Instructions for the task: Show every line from the entries that follow which holds the word "module".

Task input:
══════
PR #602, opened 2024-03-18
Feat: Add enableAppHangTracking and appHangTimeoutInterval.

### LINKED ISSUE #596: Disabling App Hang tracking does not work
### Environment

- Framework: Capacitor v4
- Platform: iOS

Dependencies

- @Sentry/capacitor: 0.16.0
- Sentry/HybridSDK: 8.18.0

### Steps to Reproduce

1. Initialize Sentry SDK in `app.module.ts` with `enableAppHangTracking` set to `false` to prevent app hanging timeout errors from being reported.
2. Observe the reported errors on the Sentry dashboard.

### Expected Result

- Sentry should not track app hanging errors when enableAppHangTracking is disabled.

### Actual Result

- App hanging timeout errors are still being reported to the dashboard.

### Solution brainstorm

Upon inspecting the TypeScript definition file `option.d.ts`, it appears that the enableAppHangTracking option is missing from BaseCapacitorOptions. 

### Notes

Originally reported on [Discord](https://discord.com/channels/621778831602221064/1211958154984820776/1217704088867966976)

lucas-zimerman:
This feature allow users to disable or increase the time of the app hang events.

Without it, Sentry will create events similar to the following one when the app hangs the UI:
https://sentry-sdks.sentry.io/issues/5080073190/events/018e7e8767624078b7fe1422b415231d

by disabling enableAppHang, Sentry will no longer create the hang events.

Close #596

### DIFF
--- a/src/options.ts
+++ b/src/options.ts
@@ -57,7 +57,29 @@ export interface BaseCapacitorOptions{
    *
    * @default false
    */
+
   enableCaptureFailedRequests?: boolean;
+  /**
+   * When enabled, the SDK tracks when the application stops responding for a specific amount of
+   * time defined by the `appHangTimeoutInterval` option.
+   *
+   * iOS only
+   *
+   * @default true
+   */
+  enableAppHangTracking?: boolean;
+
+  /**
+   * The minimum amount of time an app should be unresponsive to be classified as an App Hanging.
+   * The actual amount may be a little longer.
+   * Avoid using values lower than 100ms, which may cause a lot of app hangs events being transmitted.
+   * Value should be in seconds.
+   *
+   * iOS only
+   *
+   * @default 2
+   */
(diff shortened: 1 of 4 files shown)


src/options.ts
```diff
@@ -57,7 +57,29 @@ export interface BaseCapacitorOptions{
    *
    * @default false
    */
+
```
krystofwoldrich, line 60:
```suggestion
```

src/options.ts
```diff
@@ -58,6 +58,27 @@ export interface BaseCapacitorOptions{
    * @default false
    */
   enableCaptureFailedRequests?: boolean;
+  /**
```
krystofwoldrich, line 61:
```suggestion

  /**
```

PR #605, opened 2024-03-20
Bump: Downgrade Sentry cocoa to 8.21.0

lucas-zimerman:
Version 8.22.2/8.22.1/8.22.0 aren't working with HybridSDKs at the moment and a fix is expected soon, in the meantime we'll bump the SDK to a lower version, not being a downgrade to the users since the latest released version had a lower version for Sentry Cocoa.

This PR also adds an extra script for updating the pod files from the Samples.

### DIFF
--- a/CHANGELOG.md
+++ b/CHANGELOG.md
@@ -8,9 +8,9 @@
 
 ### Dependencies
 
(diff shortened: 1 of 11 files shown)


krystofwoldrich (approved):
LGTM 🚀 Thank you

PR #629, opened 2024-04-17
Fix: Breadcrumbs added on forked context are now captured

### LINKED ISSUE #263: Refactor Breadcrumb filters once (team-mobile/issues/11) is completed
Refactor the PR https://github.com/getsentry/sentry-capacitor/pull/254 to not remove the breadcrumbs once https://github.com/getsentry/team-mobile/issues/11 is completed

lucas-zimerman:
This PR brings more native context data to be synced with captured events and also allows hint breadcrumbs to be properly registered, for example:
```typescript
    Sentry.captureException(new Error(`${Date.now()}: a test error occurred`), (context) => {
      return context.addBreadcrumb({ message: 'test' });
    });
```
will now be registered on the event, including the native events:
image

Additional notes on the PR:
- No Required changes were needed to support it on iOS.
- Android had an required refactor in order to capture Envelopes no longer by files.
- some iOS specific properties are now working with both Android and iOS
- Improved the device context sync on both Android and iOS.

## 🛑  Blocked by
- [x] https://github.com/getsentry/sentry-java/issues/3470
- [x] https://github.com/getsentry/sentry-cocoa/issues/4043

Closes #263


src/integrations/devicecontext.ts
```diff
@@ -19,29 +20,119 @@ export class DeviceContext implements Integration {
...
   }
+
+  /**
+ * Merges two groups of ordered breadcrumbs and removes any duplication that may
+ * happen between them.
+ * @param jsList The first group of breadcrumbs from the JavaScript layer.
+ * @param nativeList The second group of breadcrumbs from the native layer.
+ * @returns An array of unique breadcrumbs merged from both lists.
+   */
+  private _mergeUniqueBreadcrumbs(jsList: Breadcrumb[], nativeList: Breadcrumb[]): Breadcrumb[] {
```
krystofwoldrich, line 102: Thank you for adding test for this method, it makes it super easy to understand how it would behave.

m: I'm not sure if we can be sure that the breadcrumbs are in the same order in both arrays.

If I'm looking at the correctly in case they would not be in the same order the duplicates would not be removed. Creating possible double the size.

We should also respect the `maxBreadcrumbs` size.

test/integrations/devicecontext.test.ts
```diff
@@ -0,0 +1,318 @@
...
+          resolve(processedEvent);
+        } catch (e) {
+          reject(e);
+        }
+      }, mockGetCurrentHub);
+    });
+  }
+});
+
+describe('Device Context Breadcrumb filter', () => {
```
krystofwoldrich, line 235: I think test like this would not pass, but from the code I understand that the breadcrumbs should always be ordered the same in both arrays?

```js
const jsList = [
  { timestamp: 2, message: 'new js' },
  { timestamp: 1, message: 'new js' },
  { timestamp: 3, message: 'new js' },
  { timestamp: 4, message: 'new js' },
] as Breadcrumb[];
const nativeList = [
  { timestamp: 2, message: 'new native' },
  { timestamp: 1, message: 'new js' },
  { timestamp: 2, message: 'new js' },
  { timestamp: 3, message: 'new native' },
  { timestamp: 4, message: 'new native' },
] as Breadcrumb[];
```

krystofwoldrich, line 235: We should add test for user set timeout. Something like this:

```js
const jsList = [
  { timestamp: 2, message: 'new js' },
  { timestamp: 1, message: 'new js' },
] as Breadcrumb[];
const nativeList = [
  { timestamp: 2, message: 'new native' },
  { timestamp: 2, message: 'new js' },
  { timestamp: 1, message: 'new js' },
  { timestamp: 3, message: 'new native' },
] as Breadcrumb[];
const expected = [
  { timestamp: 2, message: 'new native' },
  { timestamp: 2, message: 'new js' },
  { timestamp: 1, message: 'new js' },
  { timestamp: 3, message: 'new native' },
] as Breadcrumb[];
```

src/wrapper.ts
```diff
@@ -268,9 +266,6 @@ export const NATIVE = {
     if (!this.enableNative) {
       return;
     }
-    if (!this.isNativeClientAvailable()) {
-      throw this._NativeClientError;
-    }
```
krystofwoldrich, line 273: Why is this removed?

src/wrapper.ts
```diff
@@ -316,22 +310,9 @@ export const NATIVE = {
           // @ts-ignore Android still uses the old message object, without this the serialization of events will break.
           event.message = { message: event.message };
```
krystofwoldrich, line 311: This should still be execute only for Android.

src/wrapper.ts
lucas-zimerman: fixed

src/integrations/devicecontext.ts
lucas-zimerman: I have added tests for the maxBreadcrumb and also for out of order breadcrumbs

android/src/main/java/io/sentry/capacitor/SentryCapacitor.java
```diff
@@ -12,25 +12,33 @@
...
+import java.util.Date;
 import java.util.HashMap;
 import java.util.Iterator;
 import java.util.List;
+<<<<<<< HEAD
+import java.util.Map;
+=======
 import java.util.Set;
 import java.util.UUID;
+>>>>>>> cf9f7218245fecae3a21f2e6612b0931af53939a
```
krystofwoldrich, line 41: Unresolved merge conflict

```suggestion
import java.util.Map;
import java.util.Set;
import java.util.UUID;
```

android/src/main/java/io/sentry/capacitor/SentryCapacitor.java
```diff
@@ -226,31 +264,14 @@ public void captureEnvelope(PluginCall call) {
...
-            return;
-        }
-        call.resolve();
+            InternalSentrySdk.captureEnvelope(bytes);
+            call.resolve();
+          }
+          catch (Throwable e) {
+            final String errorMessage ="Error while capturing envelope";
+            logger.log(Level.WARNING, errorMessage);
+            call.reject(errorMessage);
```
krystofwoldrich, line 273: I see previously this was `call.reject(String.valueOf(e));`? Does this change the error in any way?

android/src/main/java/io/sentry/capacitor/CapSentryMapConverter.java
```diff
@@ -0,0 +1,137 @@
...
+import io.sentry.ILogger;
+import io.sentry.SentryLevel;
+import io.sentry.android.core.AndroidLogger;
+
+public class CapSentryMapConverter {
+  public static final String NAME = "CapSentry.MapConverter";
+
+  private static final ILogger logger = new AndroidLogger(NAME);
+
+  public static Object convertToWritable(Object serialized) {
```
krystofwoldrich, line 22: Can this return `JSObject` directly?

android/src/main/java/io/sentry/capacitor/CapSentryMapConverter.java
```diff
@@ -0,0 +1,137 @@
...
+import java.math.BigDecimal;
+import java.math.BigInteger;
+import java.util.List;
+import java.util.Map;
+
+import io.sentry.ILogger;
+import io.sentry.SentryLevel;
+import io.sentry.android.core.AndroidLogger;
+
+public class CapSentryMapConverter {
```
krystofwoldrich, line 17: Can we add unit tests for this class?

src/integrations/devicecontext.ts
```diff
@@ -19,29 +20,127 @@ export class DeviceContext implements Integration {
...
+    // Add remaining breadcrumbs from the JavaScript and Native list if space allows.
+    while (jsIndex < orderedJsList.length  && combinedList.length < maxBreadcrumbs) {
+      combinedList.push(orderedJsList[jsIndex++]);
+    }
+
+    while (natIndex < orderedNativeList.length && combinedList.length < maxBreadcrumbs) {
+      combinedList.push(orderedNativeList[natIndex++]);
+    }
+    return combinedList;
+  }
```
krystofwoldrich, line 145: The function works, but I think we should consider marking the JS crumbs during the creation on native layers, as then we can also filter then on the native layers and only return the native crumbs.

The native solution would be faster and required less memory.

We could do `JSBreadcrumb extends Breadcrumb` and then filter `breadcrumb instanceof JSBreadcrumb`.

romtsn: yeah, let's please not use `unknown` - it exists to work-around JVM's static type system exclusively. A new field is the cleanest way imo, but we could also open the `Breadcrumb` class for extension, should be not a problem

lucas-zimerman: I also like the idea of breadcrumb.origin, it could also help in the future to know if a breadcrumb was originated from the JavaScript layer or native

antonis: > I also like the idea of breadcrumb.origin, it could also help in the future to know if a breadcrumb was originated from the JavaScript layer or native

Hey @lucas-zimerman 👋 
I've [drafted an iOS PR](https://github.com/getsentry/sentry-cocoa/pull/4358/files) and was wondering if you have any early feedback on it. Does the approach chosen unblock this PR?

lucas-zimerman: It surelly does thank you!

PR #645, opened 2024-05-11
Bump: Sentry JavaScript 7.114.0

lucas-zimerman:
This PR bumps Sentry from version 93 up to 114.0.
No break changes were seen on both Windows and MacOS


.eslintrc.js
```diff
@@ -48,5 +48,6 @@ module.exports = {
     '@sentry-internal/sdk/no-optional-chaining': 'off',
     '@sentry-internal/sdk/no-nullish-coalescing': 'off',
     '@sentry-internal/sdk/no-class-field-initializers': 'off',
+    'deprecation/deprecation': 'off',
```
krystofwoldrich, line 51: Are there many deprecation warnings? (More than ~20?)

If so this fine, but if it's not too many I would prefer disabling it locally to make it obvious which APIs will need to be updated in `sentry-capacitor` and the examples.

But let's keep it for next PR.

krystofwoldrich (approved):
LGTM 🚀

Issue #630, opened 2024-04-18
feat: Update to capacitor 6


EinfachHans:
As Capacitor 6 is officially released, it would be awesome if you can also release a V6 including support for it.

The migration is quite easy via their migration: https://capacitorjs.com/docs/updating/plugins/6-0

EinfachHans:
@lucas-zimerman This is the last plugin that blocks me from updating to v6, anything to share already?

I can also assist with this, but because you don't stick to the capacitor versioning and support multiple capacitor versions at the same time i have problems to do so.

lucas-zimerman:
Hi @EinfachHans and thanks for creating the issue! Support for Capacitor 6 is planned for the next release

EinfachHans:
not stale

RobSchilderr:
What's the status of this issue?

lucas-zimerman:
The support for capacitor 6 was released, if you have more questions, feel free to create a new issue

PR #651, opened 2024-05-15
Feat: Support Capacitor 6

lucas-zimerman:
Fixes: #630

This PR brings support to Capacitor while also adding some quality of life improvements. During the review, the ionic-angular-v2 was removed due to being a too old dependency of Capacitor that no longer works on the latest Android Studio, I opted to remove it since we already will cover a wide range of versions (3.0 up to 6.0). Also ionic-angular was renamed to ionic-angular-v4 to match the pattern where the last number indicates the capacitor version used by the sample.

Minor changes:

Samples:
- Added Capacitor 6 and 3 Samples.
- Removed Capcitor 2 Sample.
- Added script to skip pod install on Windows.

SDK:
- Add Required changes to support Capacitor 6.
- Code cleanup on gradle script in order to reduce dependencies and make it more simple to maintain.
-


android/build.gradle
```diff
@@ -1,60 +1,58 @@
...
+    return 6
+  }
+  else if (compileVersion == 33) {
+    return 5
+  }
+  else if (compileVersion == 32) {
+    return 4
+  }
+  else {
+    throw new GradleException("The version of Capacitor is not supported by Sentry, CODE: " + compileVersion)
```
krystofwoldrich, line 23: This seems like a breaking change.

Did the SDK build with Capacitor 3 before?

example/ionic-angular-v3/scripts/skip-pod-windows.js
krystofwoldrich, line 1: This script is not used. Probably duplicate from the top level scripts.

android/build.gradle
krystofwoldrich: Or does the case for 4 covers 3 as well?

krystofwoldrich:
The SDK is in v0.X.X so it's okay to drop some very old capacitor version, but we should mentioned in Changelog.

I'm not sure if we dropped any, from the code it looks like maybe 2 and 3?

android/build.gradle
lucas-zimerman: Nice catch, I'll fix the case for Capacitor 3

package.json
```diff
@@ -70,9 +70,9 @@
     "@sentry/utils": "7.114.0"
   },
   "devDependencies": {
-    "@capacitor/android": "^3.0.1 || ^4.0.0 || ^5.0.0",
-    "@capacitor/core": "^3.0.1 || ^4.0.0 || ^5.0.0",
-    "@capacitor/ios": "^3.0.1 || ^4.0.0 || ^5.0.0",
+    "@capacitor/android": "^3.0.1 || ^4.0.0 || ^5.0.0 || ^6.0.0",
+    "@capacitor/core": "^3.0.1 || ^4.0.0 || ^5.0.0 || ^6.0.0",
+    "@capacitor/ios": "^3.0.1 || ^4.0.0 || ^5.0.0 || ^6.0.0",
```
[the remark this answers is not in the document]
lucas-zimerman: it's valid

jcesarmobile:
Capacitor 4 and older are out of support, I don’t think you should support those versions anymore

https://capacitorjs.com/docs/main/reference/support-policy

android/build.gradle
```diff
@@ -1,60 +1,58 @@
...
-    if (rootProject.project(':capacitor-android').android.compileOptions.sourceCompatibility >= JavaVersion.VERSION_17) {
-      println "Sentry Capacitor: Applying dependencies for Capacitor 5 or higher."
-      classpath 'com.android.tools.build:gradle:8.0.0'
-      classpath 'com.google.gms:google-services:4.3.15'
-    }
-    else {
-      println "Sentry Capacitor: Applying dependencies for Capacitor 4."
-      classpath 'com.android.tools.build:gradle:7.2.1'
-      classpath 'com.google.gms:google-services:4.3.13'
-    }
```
══════
Answer box:
1. Initialize Sentry SDK in `app.module.ts` with `enableAppHangTracking` set to `false` to prevent app hanging timeout errors from being reported.
@@ -48,5 +48,6 @@ module.exports = {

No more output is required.